RMS CEO Discusses Cat Models at Bermuda Conference
Speaking at the World Insurance Forum in Bermuda, Hemant Shah, Risk Management Solutions CEO, warned that insurers should be preparing to increase their reserves for catastrophe losses, not only due to the unprecedented 2005 hurricane season, but also to prepare for a stormy future.
As noted on the Lloyd’s Website (www.lloyd’s.com) Shah said RMS is set to “release three new catastrophe models which will cover the Gulf of Mexico, windstorm, offshore energy and Caribbean risks, on the back of lessons learned from last year’s hurricane season.”
He also indicted that these new models will “take into account the lessons learned from the 2005 hurricane season and the results have the levels of exposure drastically increasing.” Shah stressed the importance of the insurance market working in cooperation with “the modeling firms if the new models were to have the desired impact of allowing insurers to get a better grip on the levels and types of exposures they face.”

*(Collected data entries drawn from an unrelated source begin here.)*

PR #1848, opened 2026-05-15
feat(lint): add `assert-state-change`

mablr:
cf. https://github.com/foundry-rs/foundry/pull/14784


mattsse (approved):
Docs look good from this pass.

PR #259, opened 2019-10-31
Update tagging APIs

bdunne:
- Display the tag string
- Related to TPINVTRY-716

Depends on:
- [x] https://github.com/RedHatInsights/insights-api-common-rails/pull/140
- [x] https://github.com/RedHatInsights/insights-api-common-rails/pull/139
- [x] https://github.com/ManageIQ/topological_inventory-core/pull/159
- [x] https://github.com/ManageIQ/insights-api-common-rails/pull/136
- [x] https://github.com/ManageIQ/topological_inventory-core/pull/157
- [x] https://github.com/ManageIQ/manageiq-api-common/pull/131

Examples:
 `GET /api/v1.0/container_nodes/2/tags`
```
{
  "meta": {
    "count": 2,
    "limit": 100,
    "offset": 0
  },
  "links": {
    "first": "/api/v1.0/container_nodes/2/tags?offset=0",
    "last": "/api/v1.0/container_nodes/2/tags?offset=0"
  },
  "data": [
    {
      "tag": "/bdunne/key1=value1"
    },
    {
      "tag": "/bdunne/key_only_no_value"
    }
  ]
}
```

`POST /api/v2.0/things/{id}/tag` with body `[{"tag": "/a/b/c=1"}]`
Response `[{"tag": "/a/b/c=1"}]`

POST /api/v2.0/things/{id}/untag with body {"tag" => "/a/b/c=1"}


public/doc/openapi-3-v1.0.0.json
```diff
@@ -255,11 +255,11 @@
         ],
         "responses": {
           "200": {
-            "description": "Tags collection",
```
Fryguy: I think the external documentation should still say "tags".  taggings is an internal concept.

bdunne: I wanted people to know that this is different from the `/tags` endpoint

Fryguy: but it is the tags endpoint? `/container_groups/{id}/tags`

bdunne: But the `/tags` primary collection has a different response.  Do we want to change that in this PR as well?

Currently: `GET /api/v1.0/tags`
```
{
  "meta": {
    "count": 2,
    "limit": 100,
    "offset": 0
  },
  "links": {
    "first": "/api/v1.0/tags?offset=0",
    "last": "/api/v1.0/tags?offset=0"
  },
  "data": [
    {
      "created_at": "2019-10-29T19:37:17Z",
      "id": "1",
      "name": "key1",
      "namespace": "bdunne",
      "value": "value1"
    },
    {
      "created_at": "2019-10-29T19:37:26Z",
      "id": "2",
      "name": "key_only_no_value",
      "namespace": "bdunne",
      "value": ""
    }
  ]
}
```

bdunne: Done in this PR, created `/api/v2.0/...`

app/controllers/api/v2x0.rb
```diff
@@ -0,0 +1,82 @@
...
+        tag = Tag.find_by!(Tag.parse(body_params["tag"]))
+        primary_instance.tags.destroy(tag)
+
+        render :json => tag, :status => :no_content, :location => "#{instance_link(primary_instance)}/tags"
+      end
+
+      private
+
+      def model
+        primary_collection_model.tagging_relation_name.to_s.singularize.classify.safe_constantize
```
agrare: Easy for you to say :laughing:

app/controllers/api/v2x0.rb
```diff
@@ -0,0 +1,82 @@
...
+    class SubscriptionsController               < Api::V1x0::SubscriptionsController; end
+    class TagsController                        < Api::V1x0::TagsController; end
+    class TasksController                       < Api::V1x0::TasksController; end
+    class VmsController                         < Api::V1x0::VmsController; end
+    class VolumeAttachmentsController           < Api::V1x0::VolumeAttachmentsController; end
+    class VolumesController                     < Api::V1x0::VolumesController; end
+    class VolumeTypesController                 < Api::V1x0::VolumeTypesController; end
+
+    # New / changed in api/v2.0/
+    class TaggingsController < ApplicationController
```
agrare: Any reason this is defined in the base `v2x0` module and not e.g. `app/controllers/api/v2/taggings_controller.rb` ?

app/controllers/api/v2x0.rb
```diff
@@ -0,0 +1,82 @@
+module Api
+  module V2x0
+    class RootController < ApplicationController
+      def openapi
+        render :json => ::Insights::API::Common::OpenApi::Docs.instance["2.0"].to_json
+      end
+    end
+
+    # Same behavior as api/v1.0/
+    class AvailabilitiesController              < Api::V1x0::AvailabilitiesController; end
```
agrare: Do we want to inherit this from `Api::V1::Avail...` instead of `V1x0` ?  Theoretically if we released a `V1x1` we'd want the most recent in v2 right?

agrare:
@abellotti can you review?

app/controllers/api/v2x0.rb
bdunne: I moved it to `app/controllers/api/v2x0/taggings_controller.rb`.  I don't see the point of having a `v2` and a `v2x0`, `v2x0` can be the new base.  Any changes in there should be inherited in future versions.

app/controllers/api/v2x0.rb
bdunne: `V1x0` inherits from `V1` and I think `V2x0` should inherit from the latest version 1 controllers which are currently `V1x0`.  In the future if we release a version 1.1, we should update the `V2x0` controllers to inherit from that.

app/controllers/api/v2x0.rb
agrare: :+1:

app/controllers/api/v2x0.rb
agrare: Would `Api::V1` _always_ be the latest in the `1.*` line though?  I'm thinking we wouldn't have to update anything in `V2x0` if we updated to a `V1x1`.

This is mostly a moot point since I doubt we'll ever update v1 if we're going to deprecate it, mostly trying to figure out the process going forward

bdunne: It's currently the other way around, but it would be nice to not have to update it.
```
module Api
  module V1x0
    class AvailabilitiesController              < Api::V1::AvailabilitiesController; end
    class ClustersController                    < Api::V1::ClustersController; end
    class ContainerGroupsController             < Api::V1::ContainerGroupsController; end
```
> This is mostly a moot point since I doubt we'll ever update v1 if we're going to deprecate it, mostly trying to figure out the process going forward

I agree, always good to review the process and make improvements along the way.

app/controllers/api/v2x0/taggings_controller.rb
```diff
@@ -0,0 +1,38 @@
...
+      end
+
+      def self.presentation_name
+        "Tag".freeze
+      end
+
+      def create
+        primary_instance = primary_collection_model.find(request_path_parts["primary_collection_id"])
+        tag = Tag.find_or_create_by!(Tag.parse(params_for_create["tag"]))
+        primary_instance.tags << tag
```
lindgrenj6: Found when adding functionality to Catalog (https://github.com/RedHatInsights/catalog-api/pull/495):
This fails if the tag already exists on `primary_instance`, I just added a guard clause and it went away.

app/controllers/api/v2x0/taggings_controller.rb
```diff
@@ -0,0 +1,38 @@
...
+
+        render :json => tag, :status => :created, :location => "#{instance_link(primary_instance)}/tags"
+      end
+
+      def destroy
+        primary_instance = primary_collection_model.find(request_path_parts["primary_collection_id"])
+        tag = Tag.find_by!(Tag.parse(body_params["tag"]))
```
lindgrenj6: Found when adding functionality to Catalog (https://github.com/RedHatInsights/catalog-api/pull/495):
OpenAPI is not ok with having `DELETE` operations that use request bodies, it's not part of the HTTP spec. It also can't be tested with rspec, per here: https://github.com/zipmark/rspec_api_documentation/issues/368

Not sure where we want to go with this one, maybe just allow deleting on the subresource?

abellotti: well, HTTP spec does not prohibit it.  There seems to be a PR for the OpenAPI 3 https://github.com/OAI/OpenAPI-Specification/pull/1937 to add support for it.

app/controllers/api/v2x0/taggings_controller.rb
bdunne: I wonder if we should return a `409 Conflict` instead?

app/controllers/api/v2x0/taggings_controller.rb
bdunne: > It also can't be tested with rspec

I was able to add tests [here](https://github.com/RedHatInsights/topological_inventory-api/pull/259/commits/e1f3321dbbd3282e43c35335d9e4e9f363bf125e#diff-af8561cfcf1754b19f858109d77eca64R45)

bdunne: > Not sure where we want to go with this one, maybe just allow deleting on the subresource?

I agree that it is unconventional to DELETE with a request body.  Unfortunately the user doesn't know the id of the tag join record that we're displaying.  (and I don't think they should see it either)

lindgrenj6: @bdunne looking at your specs showed me where I was wrong - when you pass `:params` a hash in rspec on a POST it implicitly must call `.to_json` on it, when I specify that explicitly for my DELETE requests my specs work again. That makes me feel so much better, I'm ok with it. 

Hopefully that change gets merged so we can have the requestBody defined in the OpenAPI schema for the DELETE operation.

app/controllers/api/v2x0/taggings_controller.rb
bdunne: @lindgrenj6 I wound up returning a 304 here if it is already tagged

lindgrenj6: :+1: sounds good to me! I'll get that added to my implementation over on Catalog.

mkanoor:
@bdunne We had a discussion on the "DELETE" verb using the request body with @Fryguy . Since its atypical to have a DELETE contain a body it breaks the openapi validation and will run into issues with generated clients. When you run the validation on the openapi spec file attached with this PR we get the following errors
```
openapi-generator validate -i openapi-3-v2.0.0.json 
Validating spec (openapi-3-v2.0.0.json)
Errors:
	-attribute paths.'/container_groups/{id}/tags'(delete).request_body is unexpected
	-attribute paths.'/container_nodes/{id}/tags'(delete).request_body is unexpected
	-attribute paths.'/service_inventories/{id}/tags'(delete).request_body is unexpected
	-attribute paths.'/container_images/{id}/tags'(delete).request_body is unexpected
	-attribute paths.'/container_templates/{id}/tags'(delete).request_body is unexpected
	-attribute paths.'/network_adapters/{id}/tags'(delete).request_body is unexpected
	-attribute paths.'/subnets/{id}/tags'(delete).request_body is unexpected
	-attribute paths.'/security_groups/{id}/tags'(delete).request_body is unexpected
	-attribute paths.'/ipaddresses/{id}/tags'(delete).request_body is unexpected
	-attribute paths.'/networks/{id}/tags'(delete).request_body is unexpected
	-attribute paths.'/container_projects/{id}/tags'(delete).request_body is unexpected
	-attribute paths.'/service_offerings/{id}/tags'(delete).request_body is unexpected
	-attribute paths.'/vms/{id}/tags'(delete).request_body is unexpected

[error] Spec has 13 errors.
```

@Fryguy mentioned that we should be using the POST to the delete tags to resolve this issue.

bdunne:
> We had a discussion on the "DELETE" verb using the request body with @Fryguy

Is that a chat conversation that I can read somewhere? (I don't see anything in slack)

> Since its atypical to have a DELETE contain a body it breaks the openapi validation

That's unfortunate, it's [one of the recommendations in JSON API](https://jsonapi.org/format/#crud-updating-to-many-relationships).  Do you know if this will be fixed?



It feels strange to me to use POST to delete things.  To me POST implies create or take an action on a thing.
> By design, the POST request method requests that a web server accepts the data enclosed in the body of the request message, most likely for storing it. It is often used when uploading a file or when submitting a completed web form.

Shah would agree with Karen Clark, who heads RMS rival risk modeler AIR, that the industry is facing a problem known in the data processing business under the familiar term “garbage in, garbage out.” Shah stresssed that the “model is only as good as the data it contains. While we have been able to factor in the data we have obtained from the events of last year, as the models continue to develop we need to work with our insurance partners to ensure the information we have is as up to date as possible.”
In a similar plea last November Clark indicated: “Modeled loss estimates are only as accurate as the exposure data input into the catastrophe model. Insurers need to put more emphasis on improving the quality and completeness of their exposure data to improve the accuracy of the catastrophe risk information used by company management,” (See IJ Website Nov. 14, 2005.)
Shah added that as a result of the hurricane season there has been a change in how models are viewed. He noted that they “have never been the complete solution,” in an allusion to the assumed practice of simply plugging data into a model and letting it do the work. “It is just one of the tools which the underwriter has at their disposal to make their decisions.”
“I had feared there would be a reaction to the events of last year and some risk carriers would simply abandon the use of modeling, but what we have found is that the underwriters are looking at the models as a basis for their decisions which are then coupled with the experience and expertise of their staff to come to the final decisions on pricing and exposure levels,” Shah stated in conclusion.